Our NTD models focus in particular on NTDs targeted for elimination—schistosomiasis, onchocerciasis, lymphatic filariasis, roundworm, whipworm, and hookworm—and include many more treatment interventions than most individual disease-based models. NTD interventions are increasingly integrated, targeting more than one disease or group of diseases at once with multiple medications, which suggests that there is a growing need for a modeling framework that allows for the analysis of multiple diseases and drugs.3 Most existing models attempt to predict the future course of a single epidemic and treatment efforts’ likely consequences in alleviating a single disease, although studies use a variety of approaches of varying complexity.4–6 Few models assess the impact of multiple pharmaceutical products on a particular disease, opting instead to focus on the efficacy of a single drug on a single disease.7,8
One purported advantage of many existing models is that they are dynamic, but such modeling efforts have several drawbacks. Dynamic models embody a great deal of uncertainty, as they require significant assumptions about the likely developments of epidemics over time (transmission dynamics, etc.). Moreover, many models developed to simulate the transmission and control of NTDs have a restricted geographical scope, frequently being limited to one country or region. These models’ predictions often are not generalizable to other areas.9 For example, several models for lymphatic filariasis have only had a modest role in the planning and design of control programs.10 Jambulingam et al. produced a model to determine the effectiveness of mass drug administration (MDA) in eradicating lymphatic filariasis in Indian settings, finding that MDA must be continued for longer periods of time in high-transmission areas to be effective.11 The model’s predictions could potentially be valid in other nations within the Indian subcontinent, but cannot be used in other areas with differing vectors because of different transmission dynamics.12
Although our models emphasize broad epidemiological patterns, they include country-level differences in key parameters such as endemicity to accurately capture burden of disease alleviation within each affected nation and, therefore, globally. Moreover, they have low computational complexity, which is important for our global analysis of five interventions on six NTDs. There is also a need for NTD modeling efforts to incorporate comprehensive disability metrics, such as quality-adjusted life years or disability-adjusted life years (DALYs), to fully capture the disease burden of NTD infections that often have low mortality rates but high disability burdens. Few models use DALYs to estimate the effectiveness of efforts to combat NTDs.13,14 Instead, many models use microfilarial load, average annual number of vector bites received by an adult, or simply disease cases averted.15–20 Utilizing DALY information allows us to create comparable estimates of the interventions’ impacts on disability as well as death over time and across interventions. Moreover, we examine contributions to drug development across the pharmaceutical industry. In short, our models provide a flexible framework for simulating the impact of NTD treatment efforts that can be easily adjusted to reflect new data and standardize results so that impact can be compared across diseases and interventions.

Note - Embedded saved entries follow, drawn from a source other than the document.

PR #11567, opened 2026-03-23
add react grab for development

joshuali925:
### Description

This PR adds https://github.com/aidenybai/react-grab to opensearch dashboards. This helps for AI agent based development to easily target specific page elements in the prompt.

The library is added to devdependencies, and will only be enabled in development mode.

An alternative is [agentation](https://github.com/benjitaylor/agentation), but i found it to break some css styling in OSD.

React grab UI is hidden by default, so there won't be any difference in OSD visually. To trigger it, press and hold Cmd + C.

## Screenshot

(The blur effect comes from a chrome extension, it is not relevant to this PR.)

image

after clicking, it copies the following prompt

```
@<EuiHealth>

<div class="euiFlexGroup eu..." data-react-grab-frozen="">
  <div ...>
  <div ...>
  Success
</div>
  in FlyoutDetailPanel (at /plugin:agentTraces/src/plugins/agent_traces/public/application/pages/traces/flyout/flyout_detail_panel.tsx)
  in TraceDetailsFlyout (at /plugin:agentTraces/src/plugins/agent_traces/public/application/pages/traces/flyout/trace_details_flyout.tsx)
  in /plugin:agentTraces/src/plugins/agent_traces/public/application/pages/traces/flyout/trace_flyout_context.tsx
```

You can also do other actions like add comment before copying

image

## Changelog

- skip

### Check List

- [ ] All tests pass
  - [ ] `yarn test:jest`

### DIFF
--- a/src/core/public/osd_bootstrap.ts
+++ b/src/core/public/osd_bootstrap.ts
@@ -32,6 +32,9 @@ import { i18n } from '@osd/i18n';
 import { CoreSystem } from './core_system';
 import { ApmSystem } from './apm_system';
 
+// React Grab lets developers select context for coding agents directly from
+// website. It will only be active for development mode. Its UI is hidden to
+// not affect all developers, hold Command-C or Control-C to invoke.
 if (process.env.NODE_ENV === 'development') {
   import('react-grab').then(({ registerPlugin }) => {
     registerPlugin({ name: 'osd-grab-config', theme: { toolbar: { enabled: false } } });


joshuali925:
> react-grab is registered in the application bootstrap with 'toolbar: { enabled: false }', meaning it runs silently with no visible UI indicator... Legitimate dev tools do not deliberately suppress their own UI indicators.

i disabled its UI because i don't want to modify OSD UI for developers who won't need react-grab

src/core/public/osd_bootstrap.ts
```diff
@@ -32,6 +32,12 @@ import { i18n } from '@osd/i18n';
 import { CoreSystem } from './core_system';
 import { ApmSystem } from './apm_system';
 
+if (process.env.NODE_ENV === 'development') {
```
ruchidh, line 38: can we add comment here about its purpose ?

joshuali925: sure, added e14a2d8

PR #11572, opened 2026-03-24
[CSP Security] Rename CSP strict config flag to csp.enable

sumukhswamy:
### Description

Renames the CSP configuration key from [csp.strict] to [csp.enable]
Updates CSP config parsing/runtime wiring so strict CSP behavior is controlled by [csp.enable]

We also provide important information on the pharmaceutical supply chain, given pharmaceutical companies’ differential commitments to provide low-cost or free treatment with a variety of different products. Our data open the door to examining the impact of programs such as Merck’s ivermectin donation program or GlaxoSmithKline’s commitment to donate albendazole to eliminate lymphatic filariasis globally.21 Some companies are more generous than others, and our study is the first to try to evaluate the benefits of treatments in estimated DALYs averted.22
MATERIALS AND METHODS
This paper describes a series of models that evaluate the global health consequences of medicines for six NTDs—schistosomiasis, onchocerciasis, lymphatic filariasis, roundworm, whipworm, and hookworm—in 2010, 2013, and 2015.23 These diseases were selected because they were targeted for elimination (and based on data availability at the time of model construction). Years were selected to provide a picture of change over time given the available data and for coherence with preexisting global health impact models (https://www.global-health-impact.org).
We use existing data on the need for drugs, their efficacy, and their treatment percentages to estimate the impacts of various treatment regimens on the global burden of our target diseases.24 More precisely, we estimate the burden of disease that occurs in the absence of treatment, the impact of drugs on this burden over time, and the contribution of firms’ interventions to alleviating the burden.24 The models provide information on the consequences of treatment by company as well as by country, drug, and disease.
D represents the DALYs observed within the population requiring preventive chemotherapy using data from the Institute for Health Metrics and Evaluation.25 e represents the efficacy for a specific drug in its respective country. These data were gathered from systematic review of the scientific literature. (See Supplemental Information for a full reference list and this report for the further sources consulted.24) θ represents the treatment coverage of a specific drug. It is calculated by dividing the total population treated by the population requiring preventative chemotherapy. These data were gathered using the WHO Preventive Chemotherapy databank.26,27 We use country-level data whenever possible, but in the case of missing data we use regional and, barring that, global fallback data as required (see Discussion and Supplemental Information for data distributions and sensitivity analysis).
To determine which MDA was initiated in each country, we applied two decision trees provided by the WHO’s guidance for preventive chemotherapy in human helminthiasis.27 The decision trees specify treatments for each possible epidemiological combination of the diseases our NTD models analyze. The decision trees are illustrated in Supplemental Figures 4 and 5. T1, T2, and T3 refer to a unique targeted treatment (T1 = albendazole + praziquantel or mebendazole + praziquantel, T2 = praziquantel, and T3 = albendazole or mebendazole). MDA1, MDA2, and MDA3 refer to a unique MDA (MDA1 = ivermectin + albendazole, MDA2 = diethylcarbamazine +albendazole, and MDA3 = ivermectin).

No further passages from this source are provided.